For me, movies based on kung fu manuals pretty much reached an impenetrable ceiling when Stephen Chow turned out the slow-starting, yet insanely entertaining Kung Fu Hustle. For the unfortunate uninitiated, he played a shifty geek whose life was irrevocably altered when some vagrant sold him a manual on the “Buddhist Palm” technique as a child and coerced him into trying (and failing) to become a great fighter. When he attempted to stand up for a girl under assault by neighborhood teens, he got an ass-whooping and an R. Kelly (or I guess if you want to update that reference, Kim Kardashian?) Special for his efforts. Things turn out better for him later on, but the point is, the bar has been raised.

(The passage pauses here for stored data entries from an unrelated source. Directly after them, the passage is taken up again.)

PR #29872, opened 2025-10-03
ENH: Set DLPack tensor `shape` and `strides` to NULL iff `ndim == 0`.

hpkfft:
DLPack allows, but does not require, `DLTensor.strides` to be `NULL`  if `PyArray_IS_C_CONTIGUOUS`.
Previously, in this case, NumPy set the `strides` pointer to `NULL`.
Now, NumPy will supply a valid pointer to correctly initialized strides when `ndim > 0`.

This change can improve performance for downstream users.  For example, nanobind can be used to import a NumPy array using the DLPack protocol to make the array available to C++ code.  If `DLTensor.strides` is `NULL`, nanobind allocates and initializes a `strides` array.  This redundant work is now avoided since NumPy provides a pointer to the `strides`, which it allocated and initialized anyway.

If `ndim == 0`, this PR sets both `shape` and `strides` to `NULL`.
Previously, `strides` was was set to `NULL` (since `PyArray_IS_C_CONTIGUOUS`), but `shape` pointed past the end of allocated memory.  For security and debugability, `NULL` is preferred.

### DIFF
--- a/numpy/_core/src/multiarray/dlpack.c
+++ b/numpy/_core/src/multiarray/dlpack.c
@@ -285,10 +285,6 @@ fill_dl_tensor_information(
     }
 
     dl_tensor->ndim = ndim;
-    if (PyArray_IS_C_CONTIGUOUS(self)) {
-        /* No need to pass strides, so just NULL it again */
-        dl_tensor->strides = NULL;
-    }
     dl_tensor->byte_offset = 0;
 
     return 0;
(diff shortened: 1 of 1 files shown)


seberg:
I don't care either way about NULLing, the important change here is: https://github.com/dmlc/dlpack/issues/177

This is useful for you and since it was brought up by Tianqi, I guess we might as well.  I'll note that `NULL` is actually convenient for consumers who expect a contiguous array, since they can skip any further checks.

Anyway, looks fine, a small test would be nice, though.  But I'll wait for the decision there, at least a bit, so ping again if we forget about it.

seberg:
OK, I'll just put it in, thanks @hpkfft.  Basically, I am doubting the discussion there changes.  And even if it does, this doesn't actually hurt, since I doubt other exporters add this logic to try and be helpful (it just doesn't help either).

Now, some brave soul’s going to attempt to stand up to greatness by doing a kiddie kung fu manual movie, although the twist on this is actually kinda clever. Described as a cross between a martial arts manual and Machiavelli’s The Prince, Bro-Jitsu: The Martial Art of Sibling Rivalry is a yet-to-be-written book that Nickelodeon Movies recently snapped up in mere proposal form. The book is to be rendered as an illustrated how-to on physical and psychological ops that some bad-ass kid can subject their brother or sister to, and it is actually Nickelodeon Movies’ first literary acquisition, which is surprising given the amount of kiddie book-to-film transitions that happen these days.
Obviously, at this stage there aren’t many details, but it still sounds like a potentially cool concept. Children’s entertainment needs some fresh blood and fresh ideas in the worst way right now, and I say that mostly as a soon-to-be parent who’s going to be forced to read and watch a lot of this stuff to my spawn.